Webscraping with R

How to programmatically grab information from a website in R
code
tutorial
R
Author

Wim Louw

Published

July 2, 2024

Modified

July 2, 2024

Goal

  • You want to grab structured information from a website, and you want to put it into a data-set for analysis
  • For example, job attributes for jobs from a job-posting site, or product prices over time, or whatever

Context

  • A few years ago, when I was a Research Associate on a labor market project1, we needed to compile large lists of entry-level jobs across a number of websites. This needed to be done each day, and was rather tedious, so we developed some basic scripts to help us out.
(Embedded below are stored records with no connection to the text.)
PR #1395, opened 2026-07-20
[Nexthop][fboss2-dev] fboss2 config/delete protocol bgp peer-group commands

hillol-nexthop:
> **Stacked on #1391** (`config/delete protocol bgp neighbor`). This PR's branch contains the whole stack below it, so the diff shows those commits too — please review only the `config/delete protocol bgp peer-group` commit(s) here. Merge the lower PRs first.
>
> **Stack (bottom → top):** #1345 → #1391 → **#1395 (this PR)** → #1401 → #1475 → #1477 → #1487 → #1488 → #1489 → #1490 → #1491

## Summary

Collapses the ~20 legacy per-attribute `config protocol bgp peer-group` command classes (built on the deprecated `folly::dynamic` `BgpConfigSession`) into a single typed dispatcher, mirroring `CmdConfigProtocolBgpNeighbor` (#1391). The group name is the first positional token; the next one or two tokens name the attribute (matched longest-prefix-first, so `timers hold-time` wins over any `timers` prefix); the rest are its value(s). Handlers mutate the typed `bgp::thrift::PeerGroup` directly via `ConfigSession::getBgpConfig()` / `saveBgpConfig()`, so adding a tunable is a one-entry change in the dispatch table rather than a new command class.

Also adds `delete protocol bgp peer-group <name>`. Deleting a group that a neighbor's `peer_group_name` still references is refused (the error names the referencing neighbors), so a commit can never carry a dangling group reference.

Covers the 36 dispatch keys that map to a `PeerGroup` field bgpd reads from a group: `remote-asn`/`local-asn` (4-byte-bounded), `description`, `peer-tag`, `ingress-policy`/`egress-policy`, `rr-client`, `confed-peer`, `redistribute-peer`, `enhanced-route-refresh`, `route-refresh`, `remove-private-as`, `enforce-first-as`, `passive`, `ttl-security-hops`, `add-path send|receive`, `afi disable-ipv4-afi|disable-ipv6-afi|ipv4-over-ipv6-nh`, `graceful-restart restart-time|stateful-ha`, `max-route pre-filter|post-filter` (+ the warning-threshold/warning-only knobs), `timers hold-time|keepalive|out-delay|withdraw-unprog-delay`, `next-hop-self`, `link-bandwidth`, `advertise-lbw`, `receive-lbw`. Spellings and validation are identical to the neighbor command, so the two share one attribute grammar.

Deliberately not exposed (documented in the dispatcher): `local_addr`, `next_hop4`, `next_hop6` (bgpd reads them per peer only, with no group fallback), `enabled`, `router_port_id` and `bgp_peer_timers.graceful_restart_end_of_rib_seconds` (read nowhere in bgpd).

### Behavior notes

- **`passive true|false`** exposes `is_passive` directly: bgpd reads true as PASSIVE_ONLY and false as PASSIVE_ACTIVE (listen and connect); the config model has no way to request active-only. `add-path send|receive` merges into the `AddPath` enum bitmask (RECEIVE/SEND/BOTH), and clearing the last direction unsets the field.
- **Inherited timers are preserved.** bgpd applies a group's `bgp_peer_timers` to its members as a whole struct, and hold/keepalive are non-optional i32 (default 0 = no keepalives). The first timer attribute set on a group seeds the struct from the global hold time (keepalive = hold/3, bgpd's own fallback) and then changes the one field.
- **Route limits are seeded unlimited, not 12000.** A group with no `pre_filter`/`post_filter` imposes no limit on its members (`AdjRib::capRoutesPerPeer` returns early on an absent struct), and bgpd reads `max_routes == 0` as unlimited. So the first `max-route ...-warning-threshold` / `...-warning-only` edit seeds `{max_routes 0, warning_only false, warning_limit 0}` and changes only the requested field, rather than materialising the thrift default `max_routes = 12000` — a hard cap with session teardown the operator never asked for.
- **Handlers edit a copy** of the group, so a rejected value leaves nothing seeded behind (and a rejected first attribute leaves no half-created group).
- **Validation matches bgpd**: hold time 0 or 3..65535 (bgpd refuses 1-2, the OPEN field is 16 bits), graceful-restart 0..4095 (RFC 4724), TTL security hops 1..255 (`kMin/kMaxTtlSecurityHops`; bgpd throws at load otherwise), `link-bandwidth` accepts what `parseLinkBandwidthBps` accepts (`auto`, decimals, case-insensitive K/M/G).
- **`bgp_json_to_cli.py`** generates the peer-group grammar above from the per-shape tables shared with the neighbor generator (only the scalar field list differs), so a fully populated `PeerGroup` converts with nothing dropped: `test_complete_peer_group_loses_no_field` asserts one command per leaf field (36). The deprecated i32 `remote_as`/`local_as` map to the 4-byte attribute. Fields bgpd never reads from a group are reported as `# WARNING: peer-group <name>: field <f> has no CLI equivalent, not converted` comment lines in the generated script (and on stderr) instead of being dropped silently.
- **Attributes with no per-peer-group thrift field** — `afi ipv4-labeled-unicast`, `afi ipv6-labeled-unicast`, `peer-port` — are not part of the dispatch table, so they are refused at parse time as unknown attributes; a rejected value never lands on disk.
- **CLI11 token stealing fixed** (same fix as the neighbor command): `positionals_at_end()` stops parent-chain subcommand fallthrough from reclassifying an attribute token that matches a sibling command name once the group name has been consumed.
- Integration tests verify the committed peer-group config through the daemon's `getRunningConfig` RPC — proving `bgpd` parsed and adopted the promoted `peer_groups` rather than only checking the file the CLI wrote.

**Delete is idempotent.** Deleting an absent target is a success with a `Warning:` (nothing is saved), so a replayed script never fails on something already gone; the reference guards still return `Error:`.

## Sample usage

```
$ fboss2-dev config protocol bgp peer-group SPINE remote-asn 65510
Successfully set remote-asn to: 65510 for peer-group SPINE
$ fboss2-dev config protocol bgp peer-group SPINE timers hold-time 90
Successfully set timers hold-time to: 90 seconds for peer-group SPINE
$ fboss2-dev config protocol bgp peer-group SPINE passive true
Successfully enabled passive for peer-group SPINE
$ fboss2-dev config protocol bgp peer-group SPINE max-route pre-warning-threshold 30000
Successfully set max-route pre-warning-threshold to: 30000 for peer-group SPINE
$ fboss2-dev config protocol bgp peer-group SPINE timers hold-time 2
Error: timers hold-time must be 0 or between 3 and 65535 seconds, got 2
$ fboss2-dev delete protocol bgp peer-group SPINE
Error: BGP peer-group SPINE is still referenced by neighbor(s): 192.0.2.1; delete or re-point those neighbors first
```

Idempotent delete, recorded on a lab device:

```
$ fboss2-dev delete protocol bgp peer-group NO-SUCH-GROUP
Warning: BGP peer-group NO-SUCH-GROUP does not exist; nothing to delete
```

## Test plan

**Unit (delete)** — `fboss2_cmd_config_test`:

```
$ fboss2_cmd_config_test --gtest_filter=*DeleteBgpPeerGroup*
[       OK ] CmdDeleteBgpPeerGroupTestFixture.argValidation (91 ms)
[       OK ] CmdDeleteBgpPeerGroupTestFixture.deleteExistingGroup (195 ms)
[       OK ] CmdDeleteBgpPeerGroupTestFixture.deleteUnknownGroupWarns (84 ms)
[       OK ] CmdDeleteBgpPeerGroupTestFixture.deleteTwiceIsIdempotent (149 ms)
[       OK ] CmdDeleteBgpPeerGroupTestFixture.deleteUnknownLeavesOthersIntact (102 ms)
[       OK ] CmdDeleteBgpPeerGroupTestFixture.deleteReferencedGroupRejected (92 ms)
[       OK ] CmdDeleteBgpPeerGroupTestFixture.deleteUnreferencedGroupSucceeds (124 ms)
[       OK ] CmdDeleteBgpPeerGroupTestFixture.deleteThenRecreateStartsClean (174 ms)
[==========] 8 tests from 1 test suites ran.
[  PASSED  ] 8 tests.
```

**Unit** — `fboss2_cmd_config_test`:

```
$ fboss2_cmd_config_test --gtest_filter=*BgpPeerGroup*
[       OK ] CmdConfigBgpPeerGroupTestFixture.argValidation (94 ms)
[       OK ] CmdConfigBgpPeerGroupTestFixture.bareCreate (106 ms)
[       OK ] CmdConfigBgpPeerGroupTestFixture.setRemoteAsn (79 ms)
[       OK ] CmdConfigBgpPeerGroupTestFixture.timersAccumulate (187 ms)
[       OK ] CmdConfigBgpPeerGroupTestFixture.addPathMerge (152 ms)
[       OK ] CmdConfigBgpPeerGroupTestFixture.passive (97 ms)
[       OK ] CmdConfigBgpPeerGroupTestFixture.boolAndStringAttributes (765 ms)
[       OK ] CmdConfigBgpPeerGroupTestFixture.routeLimits (369 ms)
[       OK ] CmdConfigBgpPeerGroupTestFixture.linkBandwidthAttributes (211 ms)
[       OK ] CmdConfigBgpPeerGroupTestFixture.ttlSecurityHopsRange (108 ms)
[       OK ] CmdConfigBgpPeerGroupTestFixture.valueValidation (82 ms)
[       OK ] CmdConfigBgpPeerGroupTestFixture.wrongValueCountRejected (76 ms)
[       OK ] CmdConfigBgpPeerGroupTestFixture.overwriteSameAttributeLastWins (137 ms)
[       OK ] CmdConfigBgpPeerGroupTestFixture.namedGroupsAreDistinct (128 ms)
[       OK ] CmdConfigBgpPeerGroupTestFixture.timersSeededFromGlobal (102 ms)
[       OK ] CmdConfigBgpPeerGroupTestFixture.timersNotReseededOncePresent (161 ms)
[       OK ] CmdConfigBgpPeerGroupTestFixture.routeLimitSeededUnlimited (122 ms)
[       OK ] CmdConfigBgpPeerGroupTestFixture.routeLimitNotReseededOncePresent (115 ms)
[       OK ] CmdConfigBgpPeerGroupTestFixture.timerRanges (193 ms)
[       OK ] CmdConfigBgpPeerGroupTestFixture.rejectedValueLeavesGroupUntouched (114 ms)
[       OK ] CmdConfigBgpPeerGroupTestFixture.invalidValuesRejected (66 ms)
[       OK ] CmdConfigBgpPeerGroupTestFixture.unsupportedAttributesRejected (65 ms)
[       OK ] CmdDeleteBgpPeerGroupTestFixture.argValidation (69 ms)
[       OK ] CmdDeleteBgpPeerGroupTestFixture.deleteExistingGroup (118 ms)
[       OK ] CmdDeleteBgpPeerGroupTestFixture.deleteUnknownGroupRejected (59 ms)
[       OK ] CmdDeleteBgpPeerGroupTestFixture.deleteUnknownLeavesOthersIntact (95 ms)
[       OK ] CmdDeleteBgpPeerGroupTestFixture.deleteReferencedGroupRejected (103 ms)
[       OK ] CmdDeleteBgpPeerGroupTestFixture.deleteUnreferencedGroupSucceeds (148 ms)
[       OK ] CmdDeleteBgpPeerGroupTestFixture.deleteThenRecreateStartsClean (128 ms)
[==========] 29 tests from 2 test suites ran. (4261 ms total)
[  PASSED  ] 29 tests.
```

**Integration** — `fboss2_integration_test` on a lab device with `bgp_pp` active:

```
$ fboss2_integration_test --gtest_filter='ConfigBgpPeerGroupTest.*'
[       OK ] ConfigBgpPeerGroupTest.SetRemoteAsnAndCommit (11580 ms)
[       OK ] ConfigBgpPeerGroupTest.SetTimersHoldTimeAndCommit (14385 ms)
[       OK ] ConfigBgpPeerGroupTest.SetPassiveAndCommit (11728 ms)
[       OK ] ConfigBgpPeerGroupTest.SessionKnobsAndCommit (12531 ms)
[       OK ] ConfigBgpPeerGroupTest.RouteLimitWarningKeepsUnlimitedCap (11697 ms)
[       OK ] ConfigBgpPeerGroupTest.DeleteGroupAndCommit (19856 ms)
[  PASSED  ] 6 tests.
```

Based-on: facebook/fboss#1391


fboss/cli/fboss2/commands/config/protocol/bgp/peer-group/CmdConfigProtocolBgpPeerGroup.cpp
```diff
@@ -13,30 +13,480 @@
...
+void setDisableIpv6Afi(PeerGroup& g, bool v) {
+  g.disable_ipv6_afi() = v;
+}
+
+void setIpv4OverIpv6Nh(PeerGroup& g, bool v) {
+  g.v4_over_v6_nexthop() = v;
+}
+
+void setGracefulRestartTime(PeerGroup& g, int32_t v) {
+  g.bgp_peer_timers().ensure().graceful_restart_seconds() = v;
```
induvsuresh, line 161: Same comment as the previous stack, we'd have to preserve the inherited values for this and the route limits

fboss/cli/fboss2/commands/config/protocol/bgp/peer-group/CmdConfigProtocolBgpPeerGroup.cpp
```diff
@@ -13,30 +13,480 @@
...
+          {std::string(kConfedPeer),
+           boolAttr<PeerGroup>(kConfedPeer, setConfedPeer)},
+          {std::string(kRedistributePeer),
+           boolAttr<PeerGroup>(kRedistributePeer, setRedistributePeer)},
+          {std::string(kEnhancedRouteRefresh),
+           boolAttr<PeerGroup>(kEnhancedRouteRefresh, setEnhancedRouteRefresh)},
+          {std::string(kConnectMode), connectMode},
+          {std::string(kAddPathSend), addPathSend},
+          {std::string(kAddPathReceive), addPathReceive},
+          {std::string(kAfiDisableIpv4Afi),
```
induvsuresh, line 328: Please update bgp_json_to_cli.py to use the new peer-group commands.
For example, it generates disable-ipv4-afi, but this command now requires afi disable-ipv4-afi. It also generates max-routes, warning-limit, and warning-only, which this command no longer accepts.

 Please add a test that converts a complete peer group and verifies that no fields are lost.

fboss/cli/fboss2/commands/config/protocol/bgp/peer-group/CmdConfigProtocolBgpPeerGroup.cpp
```diff
@@ -13,30 +13,480 @@
...
+    return err(
+        fmt::format(
+            "Error: {} requires <{}|{}>",
+            kConnectMode,
+            kConnectModePassive,
+            kConnectModeActive));
+  }
+  if (values[0] == kConnectModePassive) {
+    group.is_passive() = true;
+  } else if (values[0] == kConnectModeActive) {
```
induvsuresh, line 233: Same comment as the previous stack, Please expose PASSIVE_ONLY and PASSIVE_ACTIVE, or use passive true|false.

fboss/cli/fboss2/commands/config/protocol/bgp/peer-group/CmdConfigProtocolBgpPeerGroup.cpp
hillol-nexthop: done

fboss/cli/fboss2/commands/config/protocol/bgp/peer-group/CmdConfigProtocolBgpPeerGroup.cpp
hillol-nexthop: done

fboss/cli/fboss2/tools/bgp_json_to_cli.py
```diff
@@ -480,6 +365,52 @@ def generate_peer_commands(peer: dict[str, Any]) -> list[str]:
...
+        return []
+
+    prefix = f"config protocol bgp peer-group {escape_shell_arg(name)}"
+    commands = _unconverted_field_warnings(
+        peer_group, _PEER_GROUP_HANDLED_FIELDS, f"peer-group {_printable(name)}"
+    )
+    commands.extend(
+        _generate_scalar_commands(peer_group, prefix, _PEER_GROUP_SCALAR_FIELDS)
+    )
+    commands.extend(_generate_session_commands(peer_group, prefix))
```
hjkim417, line 410: A valid peer group containing only its required name produces no executable command here, so JSON-to-CLI replay silently drops the group. Any neighbor referring to it then references a group that was never created. Please emit the bare <prefix> command when no attribute command was generated, and add a regression test for {"name": "TEST"}.

fboss/cli/fboss2/commands/config/protocol/bgp/peer-group/CmdConfigProtocolBgpPeerGroup.cpp
```diff
@@ -13,30 +13,625 @@
...
+  auto field = pre ? group.pre_filter() : group.post_filter();
+  if (field) {
+    return;
+  }
+  bgp::thrift::RouteLimit unlimited;
+  unlimited.max_routes() = 0;
+  unlimited.warning_only() = false;
+  unlimited.warning_limit() = 0;
+  field = std::move(unlimited);
+}
```
hjkim417, line 314: seedRouteLimit writes the seeded RouteLimit to a local auto field variable, not to the group. group.pre_filter() / group.post_filter() return an optional_field_ref by value, so field = std::move(unlimited) mutates a detached copy and the group's field stays unset. Compare with seedTimers, which correctly writes group.bgp_peer_timers() = std::move(timers). Fix: replace the last line with if (pre) { group.pre_filter() = std::move(unlimited); } else { group.post_filter() = std::move(unlimited); }, or assign through the ref directly (e.g. (pre ? group.pre_filter() : group.post_filter()) = ... if the ref supports it).

fboss/cli/fboss2/commands/config/protocol/bgp/peer-group/CmdConfigProtocolBgpPeerGroup.cpp
```diff
@@ -13,30 +13,625 @@
...
-
-  return fmt::format(
-      "BGP peer-group {} created.\n"
-      "Use subcommands: remote-asn, description, hold-time, keepalive\n"
-      "Config saved to: {}",
-      groupName,
-      session.getSessionConfigPath());
+  Result result = args.attr().empty()
+      ? ok(fmt::format(
+            "Successfully created BGP peer-group {}", args.groupName()))
```
hjkim417, line 619: NIT: When args.attr() is empty and the group already exists, the message still says "Successfully created BGP peer-group …". Consider checking existing != groups.end() and emitting something like "BGP peer-group <name> already exists" to avoid misleading the operator into thinking a new group was inserted.

hjkim417 (commented):
@hillol-nexthop, left few comments. Please take a look.

fboss/cli/fboss2/commands/config/protocol/bgp/peer-group/CmdConfigProtocolBgpPeerGroup.cpp
hillol-nexthop: `apache::thrift::optional_field_ref<bgp::thrift::RouteLimit&>` is the return type of group.pre_filter() and group.post_filter() and this is a ref. In fact UT `CmdConfigBgpPeerGroupTest.cpp` covers this.

fboss/cli/fboss2/commands/config/protocol/bgp/peer-group/CmdConfigProtocolBgpPeerGroup.cpp
hillol-nexthop: Updated

fboss/cli/fboss2/tools/bgp_json_to_cli.py
hillol-nexthop: done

In the end it was quite an involved process with webscraping scripts + a lot of manual additions, filtering, and curation
  • Afterwards, I wrote a post on webscraping for “Coder’s Corner”, a set of resources maintained by the Centre for the Study of African Economies (CSAE) at Oxford
  • Revisiting it, I was happy to see it still works!
  • The script is an example of how one might go about automating the process of visiting a job-posting website, extracting key information from each job ad, and compiling all the information into a data-set
# Libraries ----
library(tidyverse)  ## for data manipulation
library(rvest)      ## for scraping
library(textclean)  ## some cleaning functions
library(progress)   ## for tracking progress in console

# Some setting ----
pages <- 1  ## how many pages of the site I want to do
save_location <- "path/to/your/directory/myfile.csv" 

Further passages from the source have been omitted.